Peter Drucker, the greatest management guru, never wrote a book dedicated to leadership; but, his thoughts on the topic are scattered through 40 books. William Cohen gathered his thoughts in a single book Drucker on Leadership. One of the most valuable lessons for today’s political and business leaders are the Seven Deadly Sins of Leadership. 

Sin of Pride. This sin is usually considered the most serious of the seven deadly sins. Feeling proud of what one has accomplished or is accomplishing is perfectly acceptable. The problem comes when leaders believe themselves so special that ordinary rules no longer apply. Generalized pride – as being opposed to being proud of specific things – is the most serious leadership sin because it can lead to the other six. 

Sin of Lust. There is unfortunately a feeling among some leaders sex is seen as some sort of fringe leadership benefit. The problems created for leaders because of this deadly sin seem almost without limit. A leader, for better or worse, is a role model for the organization he or she leads. Leaders often do not pay attention to avoiding this deadly leadership sin that affects their ability to lead.

Sin of Greed. The sin of greed is a sin of excess. It frequently starts with power.  Unfortunately having power has a tendency to lead to corruption if the leader isn’t careful. This may start with the acceptance of small favors and grow into accumulating vacations, bribes, and worse. 

Usually a leader sees others with more possessions, more power, more privileges and wonder why others have so much more, when, in the leader’s mind they are far less deserving. Cohen says: “Maybe a small bribe is accepted. The leader may not even see it as a bribe, just a favour between friends.
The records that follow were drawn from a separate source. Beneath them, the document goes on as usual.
PR #3203, opened 2025-06-03
Parallelize client dependency mount creation

mwaskom:
We build these at the start of every integration test run, so making it faster would be helpful.


matslina (approved):
🥳

Issue #1377, opened 2025-02-03
Handle HTTP 206 Partial Content requests to allow video seeking/streaming


stolksdorf:
**Is your feature request related to a problem? Please describe.**
Attempting to jump to a specific timestamp on a `<video>` tag with a source served via `Neutralino.server.mount()` jumps you back to the start of the video. 

**Describe the solution you'd like**
Implement HTTP 206 Partial Content responses for the `server/neuserver.cpp` if the request headers have a specified range. I'm pretty sure only implementing [Single Part](https://www.rfc-editor.org/rfc/rfc9110.html#name-single-part) handling will be sufficient for video tag streaming. 

**Describe alternatives you've considered**
The only workaround I've found is to implement my own streaming file server (node.js + read streams) and run it alongside the Neutralino server.

**Additional context**
- [Mozilla HTTP 206](https://developer.mozilla.org/en-US/docs/Web/HTTP/Status/206)

yashsaraswat2004:
Can I work on this issue?

PR #1520, opened 2026-01-18
Add HTTP 206 Partial Content support for Range requests (video streaming)

prasu-baran:
## Description

Adds HTTP 206 Partial Content support to the Neutralino internal server so media files (e.g., <video>) can be streamed and seeked correctly when served via Neutralino.server.mount().

## Changes proposed

- Detect and parse Range headers in neuserver::handleHTTP.
- Serve only the requested byte range and respond with 206 Partial Content and proper headers.
- Preserve existing behavior for non-range requests.

## How to test it

- Create a Neutralino app with a <video> element served from a mounted path in the resource folder  
- Video is being displayed in partial form

## Next steps

None.

## Deploy notes

None.

#1377


server/neuserver.cpp
```diff
@@ -201,12 +202,48 @@ void handleHTTP(websocketpp::connection_hdl handler) {
...
+                buffer.resize((size_t)length);
+                file.read(&buffer[0],length);
+                std::streamsize byteRead = file.gcount();
+                buffer.resize((size_t)byteRead);
+                con->set_status(websocketpp::http::status_code::partial_content);
+                con->set_body(buffer);
+                con->replace_header("Accept-Ranges","bytes");
+                con->replace_header(
+                    "Content-Range",
+                    "bytes " + std::to_string(start) + "-" + std::to_string(start + byteRead - 1) + "/" + std::to_string(fileSize)
```
shalithasuranga: Please avoid using `std::`

shalithasuranga (changes requested):
Thanks so much for sending this @prasu-baran. Please check my feedback and let me know if you have questions :)

SagarJadhav30 (commented):
best

shalithasuranga (approved):
Looks great. Thanks so much :)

If the leader allows seduction to take place, greed can take over.” 

Sin of Sloth. Cohen writes: “For the leader, the sin of sloth is associated with an unwillingness to act. Sometimes this is laziness. More often, it is an unwillingness to do work the leader considers beneath the dignity of the office. I have many times seen leaders watching critical work they could do as well as anyone – standing around ‘ supervising’ when they could have given real help to their subordinates and to the mission for which they were responsible.

Leaders are responsible for everything that their organization does or fails to do, and nothing can absolve a leader of this responsibility. Leaders do not sit around when they are needed. They don’t ignore their responsibilities... Leaders are proactive and they take action.”
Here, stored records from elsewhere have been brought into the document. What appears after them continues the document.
PR #1525, opened 2026-01-19
Fix crash when using main menu with tray on macOS

### LINKED ISSUE #1473: Tray feature causes app crash when Native MacOS main menuitem clicked
Not sure if the Tray feature and Native main menu feature are mutually exclusive but I find that using the main menu will cause an app crash if the tray has started.

If the setTray start is delayed then the main menu will work OK until such time as the tray starts whereupon the app will crash. The crash will occur even if the click handlers are disabled but the tray is still present.
When started the tray will work OK.

No errors left in neutralino.log as a result of crash.

Minimal code -

Main Menu feature -  (note: needs [] to wrap mainMenu - uses .window lib)

    async function setMainMenu() {
    
        let mainMenu = [{
            id: "file", text: "File",
            menuItems: [
                {id: "about", text: "About"}
            ]
        }];

        console.log(Date.now() + ' - setMainMenu called');
        await Neutralino.window.setMainMenu(mainMenu)

    }

Tray feature - (note: does not need [] to wrap tray - uses .os lib)

    async function setTray() {

        let tray = {
            icon: "/resources/trayIcon.png",
            menuItems: [
                {id: "tabout", text: "About"}
            ]
        };
        console.log(Date.now() + ' - setTray called');
        await Neutralino.os.setTray(tray);
    }

Listeners -  (issue will occur even if these are disabled/commented out

//   Neutralino.events.on("mainMenuItemClicked", onMainMenuItemClicked);
//    Neutralino.events.on("trayMenuItemClicked", onTrayMenuItemClicked);

    setMainMenu();
    setTimeout(() => {
        setTray();       (main menu OK until this starts)
    }, 10000);

**Expected behavior**
Main menu items should be clickable without crashing app when tray is present.

**Specifications**  
--- Global ---
neu CLI: v11.6.0 (latest)

--- Project: Hippo (js.neutralino.hippo) ---
Neutralinojs binaries: v6.3.0 (latest)
Neutralinojs client: v6.3.0 (latest)
MacOS 12.7.6 Monterey MBP M1

**Additional context**
Used different id's to avoid potential conflict (eg: "about" - mainmenu & tabout - tray menu). Note: problem is not specific to the about item it will occur with any specified item (eg: licence, readme, etc).

yug105:
Fixes a crash that occurs on macOS when both the main menu (`window.setMainMenu`) and tray (`os.setTray`) features are used           
   together. Clicking any main menu item after the tray has been initialized causes the application to crash with SIGBUS. 
  
Fixes #1473              
                                                                                                                                         
   ## Problem                                                                                                                            
                                                                                                                                         
   On macOS, `NSApplication` can only have **one delegate** at a time. The issue was:                                                    
                                                                                                                                         
   1. When the window initializes, it creates an `AppDelegate` and sets it as the `NSApplication` delegate. This delegate has a          
   `menuCallback:` method that handles main menu item clicks and expects `WindowMenuItem*` data.                                         
                                                                                                                                         
   2. When `os.setTray()` is called, the tray library creates a `Tray` class and sets it as the `NSApplication` delegate,                
   **replacing** the `AppDelegate`.                                                                                                      
                                                                                                                                         
   3. When the user clicks a main menu item, macOS sends `menuCallback:` to the current delegate (now `Tray`). The Tray's                
   `menuCallback:` expects `tray_menu*` data but receives `WindowMenuItem*`, causing a memory access violation (SIGBUS crash).           
                                                                                                                                         
   ## Solution                                                                                                                           
                                                                                                                                         
   Instead of setting the tray as the `NSApplication` delegate, this fix:                                                                
                                                                                                                                         
   - Stores `trayDelegate` in a static variable so it persists                                                                           
   - Sets each tray menu item's **target** explicitly to `trayDelegate` using `setTarget:`                                               
   - Removes the `setDelegate:` call that was overwriting `AppDelegate`                                                                  
   - Adds proper cleanup in `tray_exit()` to release resources                                                                           
                                                                                                                                         
   This way:                                                                                                                             
   - Main menu clicks → go through responder chain → `AppDelegate.menuCallback:` ✓                                                       
   - Tray menu clicks → go directly to target → `Tray.menuCallback:` ✓                                                                   
                                                                                                                                         
   Both menus now work independently without conflicts.                                                                                  
                                                                                                                                         
   ## Testing                                                                                                                            
                                                                                                                                         
   Tested on macOS with the following scenario:                                                                                          
   1. Set main menu with `Neutralino.window.setMainMenu()`                                                                               
   2. Set tray with `Neutralino.os.setTray()`                                                                                            
   3. Click main menu items → No crash, events fire correctly                                                                            
   4. Click tray menu items → No crash, events fire correctly                                                                            
   5. Quit application → Clean exit, no crash


shalithasuranga (approved):
Thanks so much :)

Sin of Wrath. This sin has to do with uncontrolled anger. There is a time for anger in leadership when it serves a definite and useful purpose. Anger can mobilize an organization; but, leaders need to avoid repeated and uncontrolled anger because it can damage their leadership and destroy the organization’s morale. When in a state of anger, the leader loses the capacity to self monitor and ability to observe objectively. Drucker said that anger prevents leaders from making good decisions and perhaps from taking the appropriate action.  Actions taken in anger are almost invariably wrong and require additional work to undo the consequences later.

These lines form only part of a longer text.